The crosstalk is reduced from 1.77V to 760mV peak to peak, a reduction of more than 7dB due to the screening. A similar performance can be expected for external noise rejection. Since noise pickup increases with the length of line it is recommended that long links implemented with twisted pairs are screened. An overall screen is adequate, but individually screened pairs will improve the rejection of crosstalk. Screens should be connected to the frame ground at both ends of the cable, due to the high frequency components in the edges of the data.

3.3 Differential line drivers/receivers

Differential line drivers/receivers such as EIA Standard RS 422 [5], when used with twisted pair, provide maximum noise immunity. Because the signal is sent differentially common mode noise is rejected by the receiver up to its common mode rejection limit. Figure 14 shows an implementation of an RS 422 system suitable for use with INMOS links. This system has been used by INMOS for reliable link transmission over 160 metres of twisted pair at 5Mbits/s. It should be noted that the RS 422 specification limits the maximum bit rate to 10Mbits/s at a maximum distance of about 15 metres using 24 awg twisted pair. At 5Mbits/s, the maximum length is about 25 metres. The RS 422 specification is, however, deliberately conservative.

RS 422 link RS 422 link

Figure 14: RS 422 link

3.4 Attenuation

Assuming a noise free environment, the maximum length of line over which a link signal may be transmitted without buffering is determined by the attenuation of the line. Attenuation of twisted pair increases with the frequency of the signal transmitted along it. The bandwidth required for transmission of the significant frequency components of the link signal line spectrum can be expressed by

f3dB=350 / 6(ns)
=58MHz

where f3dB is the frequency at which the line spectrum components are decreased by 3dB i.e. 50% of the initial magnitude, assuming a minimum fall time of 6ns.

This arises from the fact that high frequency components are attenuated more than low frequency ones, resulting in slower edges and the height of the corners of a signal is being reduced.
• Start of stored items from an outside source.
PR #451, opened 2022-02-08
CSI-1196 fix invalid name

oriyarde:
continuation of https://github.com/IBM/ibm-block-csi-driver/pull/434 and https://github.com/IBM/ibm-block-csi-driver/pull/444


controller/array_action/ds8k_rest_client.py
```diff
@@ -143,13 +143,13 @@ def get_used_lun_numbers_by_host(self, host_name):
         mappings = self._client.get_mappings_by_host(host_name)
         return [mapping.id for mapping in mappings]
 
-    def create_volume(self, name, capacity_in_bytes, pool_id, tp):
+    def create_volume(self, name, capacity_in_bytes, pool_id, thin_provisioning):
```
ArbelNathan, line 146: even if tp is `thin_provisioning` I don't think it a good name for the parameter.
tp can be every space efficiency we are supporting - including `ese` that we call thin, so it's not the "cross storage" `thin`..

controller/array_action/messages.py
```diff
@@ -1,70 +1,71 @@
-NoConnectionAvailableException_message = "Currently no connection is available to endpoint: {0}"
+NO_CONNECTION_AVAILABLE_EXCEPTION_MESSAGE = "Currently no connection is available to endpoint: {0}"
```
ArbelNathan, line 1: Do we don't want to remove the upper case?

controller/controller_server/csi_controller_server.py
```diff
@@ -495,7 +495,7 @@ def get_identity_config(self, attribute_name):
         return self.cfg['identity'][attribute_name]
 
     @csi_method(error_response_type=csi_pb2.GetPluginInfoResponse)
-    def GetPluginInfo(self, _, context):
+    def GetPluginInfo(self, _, context):  # pylint: disable=invalid-name
```
ArbelNathan, line 498: why not in the rest of the `spec` funcs?

controller/array_action/messages.py
oriyarde: it's a const and this is the common convention for consts

controller/controller_server/csi_controller_server.py
oriyarde: the linter doesn't complain.
perhaps when these ones are disabled, the class majority becomes `PascalCase`, then the linter gives up or something

controller/array_action/messages.py
ArbelNathan: I meant for the msg

controller/controller_server/csi_controller_server.py
ArbelNathan: weird..

controller/array_action/ds8k_rest_client.py
ArbelNathan: we would still need to use tp eventually where?

controller/array_action/messages.py
oriyarde: oh, sure, but I think there is enough diff in this PR.
we can align all messages content in a single separate PR

ArbelNathan: can you open a ticket?

controller/array_action/ds8k_rest_client.py
ArbelNathan: we are using `tp` there

oriyarde: exactly.
so in the function call "flow", the value is initially called "space efficiency", but would eventually have to be called `tp`.
we can either call it "space efficiency" all the way until the last call (shown in the link above), or have this intermediate name to explain why "space efficiency" becomes "tp"

controller/array_action/messages.py
oriyarde: CSI-3899

controller/array_action/ds8k_rest_client.py
ArbelNathan: but why using `thin_provisioning` and not stay with `tp`?

oriyarde: because `tp` is too short, it's not descriptive enough (pylint default minimum length is 3)

ArbelNathan: ok, fair enough

ArbelNathan (approved):
LGTM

For a maximum signal reduction of 0.4V from the logic 1 level, the permissible attenuation is

dB=20 log ( V 1 / V 2 )
=20 log ( 2.4 / 2 )
1.6dB

The maximum line length is then

lmax=100m ( 1.6 / Atten )

where Atten is the cable attenuation in dB/100m at the operating frequency. For example, using twisted pair with an attenuation of 30 dB/100m at 58MHz.

lmax=100m * 1.6 / 30
=5.3m

This value is of course the maximum length of cable which will allow all frequency components up to 50MHz. The received signal will still be adequate, regardless of the rounding effects of the low pass filtering action of the cable. From figure 5, a link with a capacitive load of 80pF will have a fall time of 10ns. This corresponds to a maximum frequency component of 35MHz. For a cable with an attenuation of 18dB/100m at 35MHz, the maximum length of cable is 8.9m.

3.5 Buffering

If longer links are required buffer/line drivers may be used (figure 15). Because of the asynchronous operation of links, the round trip propagation delay is unimportant as far as reliability is concerned. It is, however, important that the skew introduced by the buffers is less than the maximum skew quoted in the Transputer Reference Manual [1]. (Skew is discussed further in the next section.) To minimise skew and to maximise noise margin at all link speeds it is recommended that FACT buffers are used [6], e.g. the 74AC244 octal buffer/line driver.

Buffered links Buffered links

Figure 15: Buffered links
V CC=4.5V
V OH=4.4V
V IH=3.15V

Therefore

Attenuation=20 log ( V OH / V IH )
=20 log ( 4.4 / 3.15 )
=2.9dB

Hence

lmax=100m * 2.9 / 18
=16m

assuming the same cable as previous examples.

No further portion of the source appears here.